RECORDS TO PROCESS:
*****
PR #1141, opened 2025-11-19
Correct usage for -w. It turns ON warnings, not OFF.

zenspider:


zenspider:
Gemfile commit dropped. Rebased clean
*****
TASK DETAILS: Reproduce the entire listing above exactly, leaving nothing out.

SOLUTION:
PR #1141, opened 2025-11-19
Correct usage for -w. It turns ON warnings, not OFF.

zenspider:


zenspider:
Gemfile commit dropped. Rebased clean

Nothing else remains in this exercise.